Hong Kong office volumes tank on grim prospects
Hong Kong’s office property market has seen a sharp recent slowdown and is unlikely to recover for many months thanks to the combination of political unrest, Covid-19 and well-capitalised building owners being reluctant to sell at a loss, argue real estate investors.
Flows into the city’s office market in the first quarter of 2020 totalled $93 million, just 7% of the $1.3 billion inflows in the same period last year, according to data provider Real Capital Analytics. Total inflows last year were $7.5 billion, half the $14.8 billion in 2018.
“It will be the new normal to see these low transaction volumes,” said Allan Lee, managing director of Hong Kong-based real estate investment firm Pamfleet.
With no pressure to sell, owners are able to ride out price falls. “Nobody is making a loss, there is no distress: leverage is low and interest rates are low,” he said. His firm has not done a transaction in Hong Kong since it sold a centrally located office building in 2018.
Lee said that low levels of borrowing by owners of Hong Kong offices meant that despite falling rents they had large cushion to absorb losses before they were forced to sell. “Valuations are falling at a very slow pace,” he added.
Capital values for grade A offices have fallen between 15% and 20% since their peak in spring 2019, thanks to a fall in rents, which are down roughly 15% over the period, said Marcos Chan, Hong Kong head of research at property broker CBRE. He expected capital values and rents to hit troughs at the end of the year and remain stable in 2021. Government data showed Hong Kong home prices fell 5.3% between their peak in May 2019 and April 2020.
“The price falls reflect the rental change, and there are not many distressed assets for sale,” added Chan. “Decision-making has been slow. There are expectation gaps between vendors and potential buyers.”
Pamfleet’s Lee said the pain was being felt across most sectors. “We find hard to pinpoint a sector where yields look attractive. The big problem is demand: office, retail, hospitality, industrial – all have been affected by the [US-China] trade war, the protests, Covid-19, the new security law and additional US-China tension,” he said.
In May the Chinese government unveiled plans for the new national security law to be imposed on Hong Kong that is widely expected to curtail the city’s freedoms. It was introduced officially on Wednesday (July 1).
FAMILY BOLT HOLES
The fact that Hong Kong's office sector has a high proportion of local owners – especially high-net-worth individuals – has further reduced the flow of prospective deals, said Louise Kavanagh, head of Nuveen Real Estate’s Asia Pacific Cities Strategy in Hong Kong.

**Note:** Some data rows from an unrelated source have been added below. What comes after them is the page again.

PR #1583, opened 2017-07-31
Fixes the return codes for PHPCBF.

jcchavezs:
At the moment the logic for the return code is a bit confusing and there is a logical mistake in the `if`s:
```
/** line 203 **/ if ($this->reporter->totalFixed === 0) {
```
If this is `false`, meaning that the total fixed are greater than `0` there is no chance at all that  that this can be `true`:

```
/**line 214 **/ if ($this->reporter->totalFixable === 0) {
```
as of `$this->reporter->totalFixable >= $this->reporter->totalFixed` by definition.

Ping @gsherwood @jrfnl

### DIFF
--- a/src/Runner.php
+++ b/src/Runner.php
@@ -149,7 +149,7 @@ class Runner
     /**
      * Run the PHPCBF script.
      *
-     * @return array
+     * @return int
      */
     public function runPHPCBF()
     {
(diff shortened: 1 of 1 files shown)


jrfnl:
I don't see anything particularly wrong with the code.

Your changes could be considered a simplification, but are based on an invalid assumption:

> as of $this->reporter->totalFixable >= $this->reporter->totalFixed by definition.

Based on the code, I get the impression that `totalFixable` is the total **after** the fixer has finished, i.e. the remaining fixable errors which for whatever reason did not get fixed.

I haven't tested the code or ran it through a debugger, but what with the fixer loops and one fix paving the way for another, I can imagine that `$this->reporter->totalFixed >= $this->reporter->totalFixable` is a quite likely situation.
And even when `totalFixed` > `totalFixable`, what with the loops, there might still be some `Fixables` which haven't been fixed.

To explain better what I mean:
* Initial run on the code reports 10 fixable errors/warnings.
* The first loop of phpcbf can fix 8 of these.
* In the next loop, the code now throws 6 fixable errors/warnings as the fixes made in the first loop, cause other sniffs to be triggered and throw errors.
* This second loop fixes all 6 errors.
* The third loop now throws 20 fixable errors as the fixes made in the second loop cause other sniffs to be triggered and throw errors.
* etc

gsherwood:
Exactly what @jrfnl said. With that in mind, does the code make more sense now?

jcchavezs:
@jrfnl I actually came up with this PR because when having `x` fixable errors and `x` being fixed, I kept receiving a code `2` but I did explore the sequence you mention.

jrfnl:
@jcchavezs Have you run `phpcs` after you've run `phpcbf` ? And if so, what does the report say ? Based on the `2` exit code, I would expect there to still be some fixable errors left over.

Issue #1577, opened 2017-07-27
Generic.InlineControlStructureSniff breaks with a comment between body and condition in do while loops


ht-bs:
A comment between the body and condition in do while loops, as illustrated below, breaks the Generic.InlineControlStructureSniff by producing the following error:

> Inline control structures are not allowed (Generic.ControlStructures.InlineControlStructure.NotAllowed)

```
do
{
}
// Comment
while (true);
```

Is this intended behavior? If not, a fix would be to replace the search for anything but a `T_WHITESPACE` token, with a search for anything but `Tokens::$emptyTokens` in line 86:
https://github.com/squizlabs/PHP_CodeSniffer/blob/master/src/Standards/Generic/Sniffs/ControlStructures/InlineControlStructureSniff.php#L86

gsherwood:
Closed by PR #1587

PR #1587, opened 2017-08-03
Allow comments between body and condition in do while loops.

ht-bs:
Fixes issue #1577.


gsherwood:
Thanks a lot for fixing this, and for the test.

I like to credit contributors in the changelog, so please let me know your name if you'd be happy to be included. If not, no problem, and thanks again.

Issue #1592, opened 2017-08-06
Wiki: Additional clarification needed for the exclude-pattern


jrfnl:
> The ignore patterns can also be complete regular expressions. If you do specify a regular expression, be aware that * is converted to .* for the convenience in simple patterns, like those used in the example above. So use * anywhere you would normally use .*.

Ref: https://github.com/squizlabs/PHP_CodeSniffer/wiki/Advanced-Usage#ignoring-files-and-folders

I believe it would be good to also mention that this also means that any `.` characters will need to be escaped - `\.` - to be seen as a literal `.`.

I ran into this when running PHPCS over a new sniff I am looking to pull here and couldn't figure out why PHPCS did not examine the file.
```bash
phpcs -p -s ./src/Standards/Generic/Tests/CodeAnalysis/AssignmentInConditionUnitTest.php
```

The reason was, of course, that the exclude pattern in the PHPCS own ruleset did not escape the dot in the pattern:
```xml
<exclude-pattern>*/Standards/*/Tests/*.(inc|css|js)</exclude-pattern>
```
which caused the pattern to match on:
**./src/Standards/Generic/Tests/CodeAnalysis/AssignmentInC**onditionUnitTest.php

I will send in a PR to fix this, but hope that clarifying the wiki instructions will help prevent this for others.

If you like, I can also look into fixing this within the `Filter::shouldIgnorePath()` method, but that will become more complicated as the code would need to verify if a `.` is already escaped or not to determine whether or not to escape it.

gsherwood:
Good idea. I've made the change to that note.

PR #1593, opened 2017-08-06
Fix `<exclude-pattern>` in PHPCS native ruleset

jrfnl:
See issue #1592 for the rationale.

And apparently the file I was testing wasn't the only one being accidentally excluded, so fixed the minor code style issues being thrown up for previously excluded files in a separate commit.


gsherwood:

jrfnl:
You're welcome ;-)

PR #1594, opened 2017-08-06
Add new `AssignmentInCondition` sniff to `Generic`

jrfnl:
Most of the time variable assignments being made in conditions are unintentional and are in actual fact typos which were intended as a comparison.

This sniff will warn when any such a variable assignment is found in a condition.

Note: the sniff does currently **not** detect variable assignments in the conditional part of ternaries.

Inspired by [this twitter thread](https://twitter.com/jrf_nl/status/893891839903838209), or rather: the responses I received to my tweet.

### DIFF
--- a/package.xml
+++ b/package.xml
@@ -167,6 +167,7 @@ http://pear.php.net/dtd/package-2.0.xsd">
         <file baseinstalldir="PHP/CodeSniffer" name="InlineControlStructureStandard.xml" role="php" />
        </dir>
        <dir name="CodeAnalysis">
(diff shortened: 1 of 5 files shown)


gsherwood:
Nice idea, and seems to be working well. I think this sniff wants me to change some `while` loops with assignments into `do/while` loops, which is probably a good thing. I'm not going to though 😉  too busy at the moment.

djibarian:
@gsherwood Not an easy thing to convert `while($row = getNextRow()){}` to a do/while.

jrfnl:
@djibarian That's why assignments in `while` conditions have a separate error code... See #1725

PR #1606, opened 2017-08-12
Print progress to stderr

exussum12:
When redirecting output to save it, The progress info is also sent.

Progress info should be send to stderr so it can either be redirected
seperatly or just left ot print the progress.

### DIFF
--- a/src/Runner.php
+++ b/src/Runner.php
@@ -731,7 +731,7 @@ class Runner
 
         // Show progress information.
         if ($file->ignored === true) {
-            echo 'S';
+            fwrite(STDERR, 'S');
         } else {
             $errors   = $file->getErrorCount();
             $warnings = $file->getWarningCount();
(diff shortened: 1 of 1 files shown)


jrfnl:
Why ?

exussum12:
For when you are directing the real report to save to a file. Progress output is mixed in with this and not what is expected. Calling without redirection this pr makes 0 difference as both streams are shown

jrfnl:
Interesting. I would expect one to use the `--report-full=./myfilename.txt` command line option to save the real report to file instead of redirecting it. Would this PR have any influence of that (and similar) cl options ?

exussum12:
It would be identical to using the report-full option, With much less syntax.

this pr would not change existing behavior , unless someone is parsing out the progress from the standard output,

gsherwood:
This is not a change I want to make right now. There are already options to send different reports to different files, so anyone already capturing STDOUT clearly wants all the debug output they are asking for. Plus, it is a BC break.

I may consider something like this for a major version, but I'd expect all non-report output (including verbose output, debug output, memory/time usage output) to be sent to STDERR as well.

gsherwood:
I'm not going to accept this PR so I'll close it, but I'd be happy to discuss this change on a new issue if you'd like to create one.

PR #1607, opened 2017-08-12
Generic/DisallowTabIndent: multi line comments + error message/code fix

jrfnl:
Sister-PR to #1599.

----

### Use the correct error message and code

The "TabsUsed" error message and code were only set before the loop and not reset within the loop.
 In practice this meant that as soon as the first non-indent error is encountered, the `$error` and `$errorCode` would be overruled and for any indent errors found after that, the wrong message and error code would be thrown.

### Allow the sniff to fix tab indents for multi-line /* */ comments

This is the same as done in #1599 for the DisallowSpaceIndent sniff.

### Metrics

I also noticed that the metrics were not in line with how they are being recorded in the other sniff as the improvements which were previously added there in #1404 were not yet applied here, quite apart from the metrics needing some love for the `/* */` comment.

So I've fixed that too.

For in-depth details of the effect on the metrics of this fix, please see: https://gist.github.com/jrfnl/9a5824916969dc6cf27a24d750d78319

~~While the metrics for both sniffs are now better than they were before and more in line with each other, there is still a difference between them.~~

~~The indentation metrics created by the `DisallowSpaceIndentSniff` are probably best to use for the historic metrics overviews as - except for comments - the `DisallowTabIndentSniff` will report "mixed" when it encounters tab indents combined with precision spacing, while the `DisallowSpaceIndentSniff` can distinguish between the precision spacing and non-precision spacing and will adjust the metrics accordingly.~~

**[Edit] By combining the improvements I'd already made with @gsherwood's improvements in https://github.com/squizlabs/PHP_CodeSniffer/commit/bbe55a50b79f99a2a196ab827e5cdffa1a754207 and https://github.com/squizlabs/PHP_CodeSniffer/commit/2aa0e09c962b29ea2a04a595c554d8a014a50c97, the metrics should now be quite similar for both sniffs, though I haven't ran any checks to verify.**


jrfnl:
As a side-note (not covered by this PR), I believe that the "nonIndentTab" part (i.e. tabs found for mid-line alignment or in comment texts) should not be covered by this sniff, as:
1. It's an undocumented "feature" of the sniff, i.e. unexpected behaviour.
2. It is not in line with the sister-sniff which does not do this.
3. Indentation and mid-line alignment are two different things and projects/frameworks may have different rules for each.

For WPCS, I actually created a separate sniff to address "no tabs for mid-line alignment", while tabs are enforced for indentation. I'd be happy to pull that sniff here if you're interested and would suggest - though probably in a major version as it is a BC break - removing that part from this sniff.

jrfnl:
Rebased for merge conflicts & updated to allow for the changes made related to #1702

jrfnl:
Rebased for merge conflicts & code style...

gsherwood:
Thanks for pointing me here, and thanks for the PR.

jrfnl:
You're welcome & glad to help.

PR #1611, opened 2017-08-15
Resolve problem: illegal character in Tokenizer

chybaDapi:
When in file we have polish characters (eq: "Błąd") or Cyrillic, and we run Sniffer via PHPStorm IDE Sniffer will stop and we will get error: 
```iconv_strlen(): Detected an illegal character in input string in /vendor/squizlabs/php_codesniffer/src/Tokenizers/Tokenizer.php on line 193```
This proposal will fix this issue.

### DIFF
--- a/src/Tokenizers/Tokenizer.php
+++ b/src/Tokenizers/Tokenizer.php
@@ -189,8 +189,7 @@ abstract class Tokenizer
             ) {
                 // There are no tabs in this content, or we aren't replacing them.
                 if ($checkEncoding === true) {
-                    // Not using the default encoding, so take a bit more care.
-                    $length = @iconv_strlen($this->tokens[$i]['content'], $this->config->encoding);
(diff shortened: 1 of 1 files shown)


mourawaldson:
Hey,
I've just noticed that on line 304 there's still a call for "iconv_strlen", besides there are 2 other places where a condition on function_exitsts is looking for iconv_strlen as well, I guess that should be changed as well.

mourawaldson:
By the way, thanks for the initiative to fix this.

Mopolo:
Hi,

I have the same issue and this change resolves it for me.

jougene:
Please merge this issue to master. We all need it.

gsherwood:
> Please merge this issue to master. We all need it.

I am no going to merge in a change that modifies the PHPCS requirements so heavily.

I must have missed this PR, so I'm going to close it because this issue is not going to be fixed in this way.

PR #1614, opened 2017-08-15
Fix file level doc for test class

178inaba:
Fix DisallowLongArraySyntax to DisallowShortArraySyntax.


gsherwood:
Thanks for fixing that.

PR #1630, opened 2017-08-27
Added new sniff that checks about multiple Class/Interface/Trait on a file

### LINKED ISSUE #1627: Generic.Files.OneClass/Interface/TraitPerFile sniffs don't work for full PSR-4 compliance
Hi, we're currently working on migrating the MediaWiki codebase to adhere to [PSR-4](http://www.php-fig.org/psr/psr-4/). PSR-4 requires that each file contain only one class/trait/interface. So I added the following to our ruleset:
```xml
	<rule ref="Generic.Files.OneClassPerFile" />
	<rule ref="Generic.Files.OneInterfacePerFile" />
	<rule ref="Generic.Files.OneTraitPerFile" />
```

However, these three sniffs together still allow you to have one file with a class AND a trait in it. Is it possible to have a sniff that ensures there's only one class or one interface or one trait per file?

gmponos:
That sounded interesting and I thought that I could help here.

closes #1627

### DIFF
--- a/src/Standards/Generic/Sniffs/Files/OneObjectStructurePerFileSniff.php
+++ b/src/Standards/Generic/Sniffs/Files/OneObjectStructurePerFileSniff.php
@@ -1,0 +1,55 @@
+<?php
+/**
+ * Checks that only one object structure is declared per file.
+ *
+ * @author    Andy Grunwald <andygrunwald@gmail.com>
+ * @copyright 2010-2014 Andy Grunwald
+ * @license   https://github.com/squizlabs/PHP_CodeSniffer/blob/master/licence.txt BSD Licence
+ */
+
+namespace PHP_CodeSniffer\Standards\Generic\Sniffs\Files;
+
+use PHP_CodeSniffer\Sniffs\Sniff;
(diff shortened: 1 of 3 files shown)


src/Standards/Generic/Sniffs/Files/OneObjectStructurePerFileSniff.php
```diff
@@ -0,0 +1,55 @@
...
+ * @copyright 2010-2014 Andy Grunwald
+ * @license   https://github.com/squizlabs/PHP_CodeSniffer/blob/master/licence.txt BSD Licence
+ */
+
+namespace PHP_CodeSniffer\Standards\Generic\Sniffs\Files;
+
+use PHP_CodeSniffer\Sniffs\Sniff;
+use PHP_CodeSniffer\Files\File;
+
+class OneObjectStructurePerFileSniff implements Sniff
```
gmponos: I am not sure about the naming @gsherwood can you advise here.

gsherwood:
Thanks for doing this. I think the name is fine.

PR #1633, opened 2017-08-30
Squiz.PHP.EmbeddedPhp: two bug fixes for when there's only a comment

jrfnl:
### Squiz.PHP.EmbeddedPhp: prevent adding superfluous semi-colon

When a snippet of embedded PHP contains only a comment, the `Squiz.PHP.EmbeddedPhp` sniff would add a semi-colon before the comment which is unnecessary and makes for untidy code.

Includes unit tests.

Without this fix, the unit test snippet would be "fixed" to look like:
```php
<?php ;/* translators: My sites label */ ?>
```

While the change looks more extensive because of the change in indentation, in reality all I did was wrap the relevant code in an `if ($prev !== $stackPtr) {}`.

----

### Squiz.PHP.EmbeddedPhp: prevent removing embedded PHP when no space between comment and close tag

When there is no space between a `/* .. */` comment and the close tag, PHPCS would report an `Empty embedded PHP tag found (Squiz.PHP.EmbeddedPhp.Empty)` error and the fixer would accidentally remove a complete line of embedded PHP.

Includes unit tests.

This bug is related to the inconsistency in `findNext()` as previously reported in #1319

### DIFF
--- a/src/Standards/Squiz/Sniffs/PHP/EmbeddedPhpSniff.php
+++ b/src/Standards/Squiz/Sniffs/PHP/EmbeddedPhpSniff.php
@@ -341,31 +341,33 @@ class EmbeddedPhpSniff implements Sniff
         }
 
         $prev = $phpcsFile->findPrevious(Tokens::$emptyTokens, ($closeTag - 1), $stackPtr, true);
-        if ((isset($tokens[$prev]['scope_opener']) === false
-            || $tokens[$prev]['scope_opener'] !== $prev)
-            && (isset($tokens[$prev]['scope_closer']) === false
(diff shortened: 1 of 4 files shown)


GaryJones:
> While the change looks more extensive because of the change in indentation, in reality all I did was wrap the relevant code in an if ($prev !== $stackPtr) {}.

[Diff with whitespace ignored](https://github.com/squizlabs/PHP_CodeSniffer/pull/1633/files?w=1).

jrfnl:
@GaryJones Neat trick :sunglasses:

gsherwood:
Thanks a lot for finding and fixing those issues.

jrfnl:
You're welcome!

PR #5, opened 2020-12-04
add LongTensor

vieting:
Add `LongTensor`. Not sure if we need more than that.

### DIFF
--- a/pytorch_to_returnn/torch/__init__.py
+++ b/pytorch_to_returnn/torch/__init__.py
@@ -1,5 +1,5 @@
 
-from .tensor import Tensor
+from .tensor import *
 from ._C import *
 from .nn.functional import *
 from .serialization import load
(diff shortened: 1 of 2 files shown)


pytorch_to_returnn/torch/tensor.py
```diff
@@ -145,3 +145,8 @@ def __mul__(self, other):
   def __truediv__(self, other):
     from .nn.functional import truediv
     return truediv(self, other)
+
+
+class LongTensor(Tensor):
+  def __init__(self, **kwargs):
+    super(LongTensor, self).__init__(dtype="float64", **kwargs)
```
albertz, line 152: Wrong dtype. Should be int64, right?
```suggestion
    super(LongTensor, self).__init__(dtype="int64", **kwargs)
```

pytorch_to_returnn/torch/__init__.py
```diff
@@ -1,5 +1,5 @@
 
-from .tensor import Tensor
+from .tensor import Tensor, LongTensor
```
albertz, line 2:
```suggestion
from .tensor import *
```
Better?

pytorch_to_returnn/torch/tensor.py
vieting: Oh yes, that's right of course.

albertz (approved):

PR #8, opened 2020-12-04
fix of default parameters in ConvTranspose2d

vieting:
Default parameter shapes were still 1D

### DIFF
--- a/pytorch_to_returnn/torch/nn/modules/conv.py
+++ b/pytorch_to_returnn/torch/nn/modules/conv.py
@@ -202,11 +202,6 @@ class ConvTranspose1d(_ConvTransposeNd):
       dilation: _size_1_t = 1,
       padding_mode: str = 'zeros'
   ):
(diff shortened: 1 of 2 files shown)


albertz:
We have:
```
_size_2_t = _scalar_or_tuple_2_t[int]
```
So according to the doc, this should work. Why doesn't it?

albertz:
Also, I think it works like this in Torch as well. I.e. you can write `ConvTransposed2d(2, 3, 4, 5)`.
So this must work, otherwise there is some bug.

vieting:
Yes, you're right. I think the problem was not in the default values but in parsing them as tuples with single entry. I removed this and added a test case. Also, I think we can remove the `_single` statements for the 1d transposed convolution. This is basically a duplicate of what is done in the parent class `_ConvNd` with `_ntuple` anyway.

albertz (approved):

PR #10, opened 2020-12-07
add tensor.expand

vieting:
Add `tensor.expand`. To do this, first reshape to get additional axes if necessary and then use RETURNN's `TileLayer` to expand to larger size.

### DIFF
--- a/pytorch_to_returnn/torch/nn/functional.py
+++ b/pytorch_to_returnn/torch/nn/functional.py
@@ -186,6 +186,34 @@ def tensorflow_transpose(input: Tensor, perm: Optional[Union[Dict[int, int], Tup
   return modules.Transpose(perm=perm)(input)
 
 
+def expand(input: Tensor, *sizes: _size):
+  if sizes and isinstance(sizes[0], (tuple, list)):
+    assert len(sizes) == 1
+    shape = tuple(sizes[0])
+  else:
+    shape = sizes
+  assert isinstance(shape, tuple)
+
+  # reshape to add new dims
+  if len(shape) != len(input.shape):
+    assert len(shape) >= len(input.shape), "Cannot reduce dimensions"
+    assert -1 not in [d for d in shape[:-len(input.shape)]], "Size -1 is not allowed for expanded dims"
+    exp_shape = (1,) * (len(shape) - len(input.shape)) + input.shape[-len(input.shape):]
+    input = reshape(input, shape=exp_shape)
+
+  # tile to expand to larger size
+  multiples = {}
+  for axis, multiple in enumerate(shape):
+    if input.shape[axis] > 1:
+      assert multiple == -1 or multiple == input.shape[axis], \
+        f"Expanded size ({multiple}) must match existing size ({input.shape[axis]}) at non-singleton dimension ({axis})"
+      multiple = 1
+    if multiple == -1:
+      multiple = 1  # -1 as the size for a dim means not changing the size of that dim
+    multiples[axis] = multiple
+  return modules.Tile(multiples=multiples).as_returnn_torch_functional()(input)
+
+
 def pad(input: Tensor, pad, mode='constant', value=0) -> Tensor:
   return modules.GenericPadNd(padding=pad, mode=mode, value=value).as_returnn_torch_functional()(input)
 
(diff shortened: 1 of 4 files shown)


pytorch_to_returnn/torch/nn/functional.py
```diff
@@ -186,6 +186,34 @@ def tensorflow_transpose(input: Tensor, perm: Optional[Union[Dict[int, int], Tup
...
+    assert len(sizes) == 1
+    shape = tuple(sizes[0])
+  else:
+    shape = sizes
+  assert isinstance(shape, tuple)
+
+  # reshape to add new dims
+  if len(shape) != len(input.shape):
+    assert len(shape) >= len(input.shape), "Cannot reduce dimensions"
+    assert not -1 in [d for d in shape[:-len(input.shape)]], "Size -1 is not allowed for expanded dims"
```
albertz, line 200:
```suggestion
    assert -1 not in [d for d in shape[:-len(input.shape)]], "Size -1 is not allowed for expanded dims"
```
This is canonical Python code (PEP8).
(PyCharm should also tell you that, right?)

pytorch_to_returnn/torch/nn/functional.py
```diff
@@ -186,6 +186,34 @@ def tensorflow_transpose(input: Tensor, perm: Optional[Union[Dict[int, int], Tup
...
+    exp_shape = (1,) * (len(shape) - len(input.shape)) + input.shape[-len(input.shape):]
+    input = reshape(input, shape=exp_shape)
+
+  # tile to expand to larger size
+  multiples = dict()
```
albertz, line 205:
```suggestion
  multiples = {}
```

pytorch_to_returnn/torch/nn/modules/operator.py
```diff
@@ -212,6 +212,23 @@ def create_returnn_layer_dict(self, *inputs: Tensor) -> Dict[str, Any]:
...
+
+  def __init__(self, multiples: Dict[str, int]):
+    super(Tile, self).__init__()
+    assert isinstance(multiples, dict)
+    self.multiples = multiples
+
+  def create_returnn_layer_dict(self, *inputs: Tensor) -> Dict[str, Any]:
+    return {
+      "class": "tile", "multiples": self.multiples,
+      "from": [self._get_input_layer_name(x) for x in inputs]}
```
albertz, line 229: Why do you support having multiple inputs here?
A module should be simple, and not do extra logic.
```suggestion
  def create_returnn_layer_dict(self, input: Tensor) -> Dict[str, Any]:
    return {
      "class": "tile", "multiples": self.multiples,
      "from": self._get_input_layer_name(input)}
```

pytorch_to_returnn/torch/nn/modules/operator.py
```diff
@@ -212,6 +212,23 @@ def create_returnn_layer_dict(self, *inputs: Tensor) -> Dict[str, Any]:
       "from": [self._get_input_layer_name(x) for x in inputs]}
 
 
+class Tile(Module):
+  """
+  Wraps RETURNN TileLayer.
+  """
+  is_original_torch_module = False
+
+  def __init__(self, multiples: Dict[str, int]):
```
albertz, line 221: A PyTorch module should not mix with RETURNN logic here. The keys are RETURNN axes. That doesn't make sense.
The call to `get_returnn_axis_description` should actually be in `create_returnn_layer_dict` below.

albertz (changes requested):
See comments.

pytorch_to_returnn/torch/nn/modules/operator.py
```diff
@@ -212,6 +212,26 @@ def create_returnn_layer_dict(self, *inputs: Tensor) -> Dict[str, Any]:
...
+  is_original_torch_module = False
+
+  def __init__(self, multiples: Dict[int, int]):
+    super(Tile, self).__init__()
+    assert isinstance(multiples, dict)
+    self.multiples = multiples
+
+  def create_returnn_layer_dict(self, input: Tensor) -> Dict[str, Any]:
+    multiples = {
+      input.returnn_naming_entry.get_returnn_axis_description(torch_axis=axis): multiple
```
albertz, line 228:
```suggestion
      self._get_input_axis_to_returnn(input, axis=axis): multiple
```

albertz (approved):

PR #11, opened 2020-12-08
Add more tensor ops

vieting:
Add more tensor ops, namely `tensor.flatten()` and `tensor.resize()` (currently really minimal).


vieting:
Also added `tensor.int()`

PR #12, opened 2020-12-08
add tensor greater equal op

vieting:
Add tensor greater equal op. Other comparisons can be added analogously.

### DIFF
--- a/pytorch_to_returnn/torch/nn/modules/operator.py
+++ b/pytorch_to_returnn/torch/nn/modules/operator.py
@@ -48,6 +48,22 @@ class BinaryOperator(Module):
       "from": [self._get_input_layer_name(input) for input in inputs]}
 
 
+class ComparisonOperator(BinaryOperator):
+  is_original_torch_module = False
+
+  def __init__(self, kind: str):
+    """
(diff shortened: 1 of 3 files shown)


pytorch_to_returnn/torch/nn/modules/operator.py
```diff
@@ -48,6 +48,22 @@ def create_returnn_layer_dict(self, *inputs: Tensor):
       "from": [self._get_input_layer_name(input) for input in inputs]}
 
 
+class ComparisonOperator(BinaryOperator):
+  is_original_torch_module = False
+
+  def __init__(self, kind: str):
+    """
+    :param str kind: e.g. “equal”, “greater”, “less” or other supported TF comparison ops
```
albertz, line 56:
```suggestion
    :param str kind: e.g. "equal", "greater", "less" or other supported TF comparison ops
```

JackTemaki (approved):
See Alberts comment, otherwise good.

pytorch_to_returnn/torch/nn/modules/operator.py
vieting: Ups, how did that happen? :D

PR #16, opened 2020-12-11
Reduced printing of numpy arrays

vieting:
It's maybe personal preference, but I don't like if all values for all numpy arrays are always printed, especially when a lot of `ConstantLayer`s are used. I therefore added a threshold and if a numpy array contains more values, only an abbreviated string is printed.

### DIFF
--- a/pytorch_to_returnn/naming/call.py
+++ b/pytorch_to_returnn/naming/call.py
@@ -9,6 +9,7 @@ from . import module as _module
 from . import naming as _naming
 from . import tensor as _tensor
 from . import namespace as _namespace
+from ..pprint import pprint
 
 
 class CallEntry:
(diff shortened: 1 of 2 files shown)


albertz:
I'm not sure on this. This `pprint` is not intended for debugging output (although also useful for that), but for printing the RETURNN net dict such that you can copy & paste it into your RETURNN config and it will directly work.

You are right that this deviates from the original `__repr__` or `__str__` of a Numpy array (and the original `pprint` also just uses the original `__repr__` and has no extra logic for Numpy arrays).

But there is already the second problem with your approach, that this is inconsistent as well to the original `ndarray.__repr__`. Numpy has options for this, specifically e.g. via [`numpy.set_printoptions`](numpy.set_printoptions).

I wonder also, you changed a `print` to `pprint` here. But the original `print` already used the original Numpy mechanism, which should also have done that?

These `print`s (all via the converter) should anyway be cleaned up. We might use the [Python `logging` mechanism](https://docs.python.org/3/howto/logging.html). This was/is mostly for debugging. You should be able to control that with a verbosity setting.

vieting:
I tried `numpy.set_printoptions` but still found that quite verbose. But yes, for my case now the easiest thing might be to reduce the verbosity level.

“We haven’t seen any wholesale selling of those prime assets because those [Hong Kong] families still want to keep their bolt holes in the market,” she added. “It is very hard to buy a controlling interest in key office buildings in [the centre].
“Investors looking for meaningful discounts may be hampered by limited stock availability. Hong Kong owners and developers have low levels of leverage and access to low margin debt.”
The behaviour of local investors would continue to hold the key to the Hong Kong market meaning little chance of future discounts, Kavanagh said. “I think domestic capital will continue to dominate the landscape. Mainland Chinese capital remains restricted by capital controls and overseas investors having travel restrictions to contend with, in addition to geopolitical considerations.”
Others agree that assets are unlikely to become available at decent prices.
“There is not much distress in the market right now as QE [quantitative easing] is occurring globally. Owners are not in panic mode, while buyers are looking for bargains in the current uncertain environment,” said Christina Gaw, head of capital markets at Gaw Capital, a Hong Kong-based real estate private equity firm.
She flagged the challenges for global investors to conduct proper due diligence on assets as a result of travel restrictions – that too has contributed to lower transaction volume.
So which assets are worth considering?
Lee said Pamfleet was focusing on small-scale residential opportunities, notably buying and developing small parcels of land – typically between 3,000 and 5,000 square feet – over two to three years before selling them. This is purely a capital play rather than a yield investment, although he declined to say what such a plot might cost. Owners in this section of the market are more likely to be under stress, lacking income or the means to raise capital to develop the land, Lee added.
Despite the current headwinds, the long-term prospects of Hong Kong real estate remain strong given its historical resilience, accommodative monetary policy imported from the US (given Hong Kong’s US dollar peg) and emerging rebound in the Chinese economy, said Stuart Mercier, head of China at Brookfield Asset Management.
“There will be near-term challenges faced by sectors reliant on tourism, particularly retail and hospitality," he said. "However this, too, should ease with time”.